According to Porankiewicz-Asplund, one of the biggest challenges in plant antibody research today is the large number of species studied by a relatively small number of researchers. “If you think of the biomedical antibody production business for a moment, you realize that there is a very large number of researchers working on a small number of species,” says Porankiewicz-Asplund. “This means that very specific antibodies can be produced with a large target market.” However, this would not work for plant biology, a problem that AgriSera addresses with their ‘Global Antibodies,’ which can be used with equal efficiency across a broad range of species. “Our ‘Global Antibodies’ have been designed with a bioinformatic approach to select conserved regions for target production,” says Porankiewicz-Asplund. “The resulting antibodies can be reliably used across a range of species, saving researchers’ funds.”

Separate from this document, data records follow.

PR #54, opened 2019-06-06
FIX: mixed eager/lazy params list now work correctly

mproch:


engine/interpreter/src/main/scala/pl/touk/nussknacker/engine/definition/ProcessObjectFactory.scala
```diff
@@ -32,7 +32,7 @@ class ProcessObjectFactory(expressionEvaluator: ExpressionEvaluator) extends Laz
     val withDefs = params.sortBy(_.name).zip(objectWithMethodDef.parameters.sortBy(_.name))
 
     // TODO JOIN: Handle not lazy evaluated branch params
-    val (lazyInterpreterParameters, paramsToEvaluate) = withDefs.span(p => p._2.isLazyParameter || p._2.branchParam)
+    val (lazyInterpreterParameters, paramsToEvaluate) = withDefs.partition(p => p._2.isLazyParameter || p._2.branchParam)
```
bottaio: ouch :)

arkadius: ouch++ ;-)

PR #60, opened 2019-06-18
Properties variable

bottaio:
This PR introduces properties variable - allows business users to access process properties in diagram.

Additionally, I've decided to remove UserDefinedProcessAdditionalFields trait as it is source of many argonaut-related problems.

### DIFF
--- a/engine/interpreter/src/main/scala/pl/touk/nussknacker/engine/build/EspProcessBuilder.scala
+++ b/engine/interpreter/src/main/scala/pl/touk/nussknacker/engine/build/EspProcessBuilder.scala
@@ -2,7 +2,7 @@ package pl.touk.nussknacker.engine.build
 
 import cats.data.NonEmptyList
 import pl.touk.nussknacker.engine.api.process.ProcessName
-import pl.touk.nussknacker.engine.api.{MetaData, StandaloneMetaData, StreamMetaData, UserDefinedProcessAdditionalFields}
+import pl.touk.nussknacker.engine.api.{Group, MetaData, ProcessAdditionalFields, StandaloneMetaData, StreamMetaData}
 import pl.touk.nussknacker.engine.build.GraphBuilder.Creator
 import pl.touk.nussknacker.engine.graph.exceptionhandler.ExceptionHandlerRef
 import pl.touk.nussknacker.engine.graph.expression.Expression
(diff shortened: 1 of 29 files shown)


engine/interpreter/src/main/scala/pl/touk/nussknacker/engine/compile/ProcessCompiler.scala
```diff
@@ -96,8 +97,13 @@ protected trait ProcessCompilerBase {
 
   private val expressionCompiler = ExpressionCompiler.withoutOptimization(classLoader, expressionConfig)
 
-  private def contextWithOnlyGlobalVariables = ValidationContext(Map.empty,
-    expressionConfig.globalVariables.mapValuesNow(_.returnType) + (Interpreter.MetaParamName -> Typed[MetaVariables]))
+  private def contextWithOnlyGlobalVariables(implicit metaData: MetaData): ValidationContext = {
+    val globalTypes = expressionConfig.globalVariables.mapValuesNow(_.returnType)
+    val typesWithMeta = MetaVariables.withType(globalTypes)
+    val typesWithProperties = PropertiesVariable.withType(typesWithMeta)
```
arkadius: IMO would be better to have only one variable meta with nested properties (maybe extracted?). It is simple to say to user, that he/she has in context: global variables, variables created in process and "meta" property and he/she will check what is available in the variable by typing. If you put more than one additional variable to context, than you will need to maintain documentation for all available variables in context.

engine/interpreter/src/main/scala/pl/touk/nussknacker/engine/build/EspProcessBuilder.scala
```diff
@@ -21,8 +21,8 @@ class ProcessMetaDataBuilder private[build](metaData: MetaData) {
   def subprocessVersions(subprocessVersions: Map[String, Long]) =
     new ProcessMetaDataBuilder(metaData.copy(subprocessVersions = subprocessVersions))
 
-  def additionalFields(userDefinedProcessAdditionalFields: UserDefinedProcessAdditionalFields) =
-    new ProcessMetaDataBuilder(metaData.copy(additionalFields = Some(userDefinedProcessAdditionalFields)))
+  def additionalFields(processAdditionalFields: ProcessAdditionalFields) =
```
arkadius: I know that it already has been done this way, but maybe better approach would be pass here all fields of `ProcessAdditionalFields` instead of `ProcessAdditionalFields` object. Now it doesn't look too much DSL-y. What do you think about that?

engine/interpreter/src/main/scala/pl/touk/nussknacker/engine/compile/ProcessCompiler.scala
bottaio: good point, I've nested `properties` under `meta`

engine/interpreter/src/main/scala/pl/touk/nussknacker/engine/build/EspProcessBuilder.scala
bottaio: with default parameter values it seems reasonable to me

ui/server/src/test/scala/pl/touk/nussknacker/ui/process/marshall/UiProcessMarshallerSpec.scala
```diff
@@ -12,7 +12,7 @@ class UiProcessMarshallerSpec extends FlatSpec with Matchers {
   val processWithAdditionalFields =
     s"""
        |{
-       |    "metaData" : { "id": "custom", "typeSpecificData": {"type": "StreamMetaData", "parallelism" : 2}, "additionalFields": { "description": "$someProcessDescription"} },
+       |    "metaData" : { "id": "custom", "typeSpecificData": {"type": "StreamMetaData", "parallelism" : 2}, "additionalFields": {"description": "$someProcessDescription", "groups": [], "properties": {}}},
```
jedrz: I think it should be left as it was before. Am I right?

bottaio: You are right. One test depends on previous structure. But at the same time, this is the marshalling logic I would expect. Thus, I've changed data for `marshall and unmarshall process` test.

jedrz:
LGTM.

PR #66, opened 2019-06-26
Can pass global buildInfo from config in app/buildInfo

mproch:
Can be useful e.g. for some healthcheck requirements


mproch:
@arkadius I added processingType field

PR #70, opened 2019-07-05
Add healthcheck endpoint in standalone app

jedrz:
Simple healthcheck endpoint to ensure standalone application is running.


engine/standalone/app/src/test/scala/pl/touk/nussknacker/engine/standalone/http/StandaloneHttpAppSpec.scala
```diff
@@ -271,6 +271,13 @@ class StandaloneHttpAppSpec extends FlatSpec with Matchers with ScalatestRouteTe
     }
   }
 
+  it should "return health" in {
+    Get("/healthCheck") ~> managementRoute ~> check {
+      println(status)
```
mproch: let's remove println :)

jedrz: Whoops, removed. :flushed:

PR #74, opened 2019-07-09
Fetch processes details by process names batch

bottaio:
Ultimately, I'd like to get rid of processesDetails endpoints altogether. This change mitigates problem with exposing all processes' jsons in one request.

Additionally, it adds batching support for migration testing

### DIFF
--- a/ui/server/src/main/scala/pl/touk/nussknacker/ui/api/ProcessesResources.scala
+++ b/ui/server/src/main/scala/pl/touk/nussknacker/ui/api/ProcessesResources.scala
@@ -90,6 +90,13 @@ class ProcessesResources(val processRepository: FetchingProcessRepository,
             }
           }
         } ~ path("processesDetails") {
+          post {
+            entity(as[List[String]]) { namesToFetch =>
+              complete {
+                validateAll(processRepository.fetchProcessesDetails(namesToFetch.map(ProcessName(_))))
+              }
+            }
+          } ~
           get {
             complete {
               validateAll(processRepository.fetchProcessesDetails())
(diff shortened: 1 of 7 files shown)


ui/server/src/main/scala/pl/touk/nussknacker/ui/process/migrate/RemoteEnvironment.scala
```diff
@@ -182,21 +178,27 @@ trait StandardRemoteEnvironment extends Argonaut62Support with RemoteEnvironment
...
+        HttpMethods.POST,
+        "processesDetails" :: Nil,
+        requestEntity = HttpEntity(ContentTypes.`application/json`, processes.map(_.name).asJson.nospaces))
+    }
+
+    EitherT(Future.successful(
+      basicProcesses.grouped(config.batchSize)
+        .foldLeft(List.empty[ValidatedProcessDetails].asRight[EspError]) { case (acc, batch) => for {
+            current <- acc
+            fetched <- Await.result(getMany(batch), config.batchTimeout)
```
mproch: can we do it without await?
If we don't want to sequence because of thread pool limitations, maybe we can do flatmap instead?
Then timeout wouldn't be needed?

bottaio: good point, fixed that

ui/server/src/main/scala/pl/touk/nussknacker/ui/api/ProcessesResources.scala
```diff
@@ -90,6 +90,13 @@ class ProcessesResources(val processRepository: FetchingProcessRepository,
             }
           }
         } ~ path("processesDetails") {
+          post {
+            entity(as[List[String]]) { namesToFetch =>
```
mproch: I wonder if it would be more "RESTful" if we did it with GET and passed ids as query string?

PR #76, opened 2019-07-10
[FIX] - center text in counts vertically

mproch:


ui/client/components/graph/EspNode.js
```diff
@@ -232,7 +232,9 @@ function getTestResultsSummaryAttr(processCounts, width) {
     text: countsContent,
     style: { 'font-size': summaryCountFontSize },
     fill: hasErrors ? 'red' : 'white',
-    refX: width + rectHeight/2
+    refX: width + rectHeight/2,
```
lciolecki: This realy resloves problem..?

Metabo-cool tools for plant physiology
Alisdair Fernie leads the Central Metabolism group in the Department of Molecular Physiology at the Max-Planck-Institute for Molecular Plant Physiology. He says that in his opinion, one of the greatest challenges that plant biologists will face in the near future is realizing the ability “to fully comprehend the molecular networks which plants invoke to maintain their best survival opportunity.” Fernie’s group uses metabolomics as a cool tool to study molecular plant physiology. Metabolomics is the study of the unique collection of small-molecule metabolites – chemicals generated by particular cellular processes – that comprise the cell. The rapidly growing field of metabolic profiling is used for phenotyping plants, as well as in diagnostic analyses. It is also increasingly used for functionally annotating genes and studying how various cell types respond to different biological conditions.

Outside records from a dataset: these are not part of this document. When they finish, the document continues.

PR #79, opened 2019-07-12
processesDetails GET endpoint

bottaio:
Making processesDetails more RESTful by changing POST endpoint into GET.

### DIFF
--- a/ui/server/src/main/scala/pl/touk/nussknacker/ui/api/ProcessesResources.scala
+++ b/ui/server/src/main/scala/pl/touk/nussknacker/ui/api/ProcessesResources.scala
@@ -19,7 +19,6 @@ import pl.touk.nussknacker.ui.process.repository.ProcessRepository._
 import pl.touk.nussknacker.ui.util._
 import pl.touk.nussknacker.ui._
 import EspErrorToHttp._
-import akka.http.scaladsl.unmarshalling.PredefinedFromStringUnmarshallers.CsvSeq
 import com.typesafe.scalalogging.LazyLogging
 import pl.touk.nussknacker.ui.codec.UiCodecs
 import pl.touk.nussknacker.ui.validation.{FatalValidationError, ProcessValidation}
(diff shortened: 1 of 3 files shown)


ui/server/src/main/scala/pl/touk/nussknacker/ui/api/ProcessesResources.scala
```diff
@@ -90,14 +92,12 @@ class ProcessesResources(val processRepository: FetchingProcessRepository,
             }
           }
         } ~ path("processesDetails") {
```
lciolecki: Mayby better way is do GET /processes?names=[comma separeted names]? I think we should use only one endpoint with filter queries to fetching list of processes,

bottaio: /process endpoint serves different data than /processesDetails which returns more verbose representation of processes

lciolecki: Okey! First: better name for this endpoint is /processes-datails/. Second: where are tests? :)

ui/server/src/test/scala/pl/touk/nussknacker/ui/api/ProcessesResourcesSpec.scala
```diff
@@ -42,21 +42,22 @@ class ProcessesResourcesSpec extends FunSuite with ScalatestRouteTest with Match
...
-  val routWithAdminPermission = withPermissions(processesRoute, testPermissionAdmin)
+  val routeWithAllPermissions = withAllPermissions(processesRoute)
+  val routeWithAdminPermission = withPermissions(processesRoute, testPermissionAdmin)
   val processActivityRouteWithAllPermission = withAllPermissions(processActivityRoute)
   implicit val loggedUser = LoggedUser("lu",  testCategory)
 
   private val processName = ProcessName(SampleProcess.process.id)
 
   test("return list of process") {
     saveProcess(processName, ProcessTestData.validProcess) {
```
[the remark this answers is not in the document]
bottaio: I'll fix these tests in another PR as for now it blocks further development and I'm short on time

PR #80, opened 2019-07-12
Copy and paste arbitrary nodes between processes

jedrz:
This PR allow to copy and paste single node between processes with <kbd>Ctrl+C</kbd> and <kbd>Ctrl+V</kbd>. For now groups cannot be copied and pasted but it seems doable.

At the beginning I wanted to use [Clipboard API](https://developer.mozilla.org/en-US/docs/Web/API/Clipboard_API) and add buttons to copy and paste in the right panel but the API is not widely supported, especially by Firefox 67.

Below is a simple demo of this feature:
copy-paste-single-node

### DIFF
--- a/ui/client/common/JsonUtils.js
+++ b/ui/client/common/JsonUtils.js
@@ -16,6 +16,14 @@ export function tryParse(input){
   }
 }
 
+export function tryParseOrNull(input) {
+  try {
+    return JSON.parse(input)
+  } catch (e) {
+    return null
+  }
+}
+
 //Flattenizer is nice, but unfortunately its array notation is different than Lodash's,
 // so we use regex to make it consistent with Lodash'a array notation here
 export function flattenObj(obj) {
--- a/ui/client/components/graph/Graph.js
+++ b/ui/client/components/graph/Graph.js
@@ -81,8 +81,16 @@ class Graph extends React.Component {
 		this.processGraphPaper.setDimensions(area.offsetWidth, area.offsetHeight)
 	}
 
+	canCopyNode() {
+		return !NodeUtils.isNotPlainNode(this.props.nodeToDisplay) && this.props.allModalsClosed
+	}
+
+	canCutNode() {
+		return this.canCopyNode() && this.props.capabilities.write
+	}
+
 	copyNode() {
-		if (!NodeUtils.isNotPlainNode(this.props.nodeToDisplay) && this.props.allModalsClosed) {
+		if (this.canCopyNode()) {
 			navigator.clipboard.writeText(JSON.stringify(this.props.nodeToDisplay))
 		}
 	}
@@ -98,7 +106,7 @@ class Graph extends React.Component {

“I extensively use metabolomics technologies, both independently – and increasingly with next generation sequencing of genomes and/or transcriptomes,” says Fernie. “Without a shadow of a doubt," he adds, the most exciting tool developed for plant biologists today, "is next generation sequencing – this will revolutionize the field in an unprecedented manner. I am immensely excited by this.” Metabolomics technologies have also been used to examine the variance in metabolite content between individual plants, a method that could greatly improve the quality of agricultural crops.
Indeed, though not there yet, Fernie hopes to find a way to identify different types of cells by their different metabolomic stamps. “There are probably 40 plant cell types,” he says. “I would love a method that sorted all of them and allowed us to subsequently define their differential metabolomes.” In this fast-paced field, it wouldn’t be surprising if these cool tools helped to sort them out soon.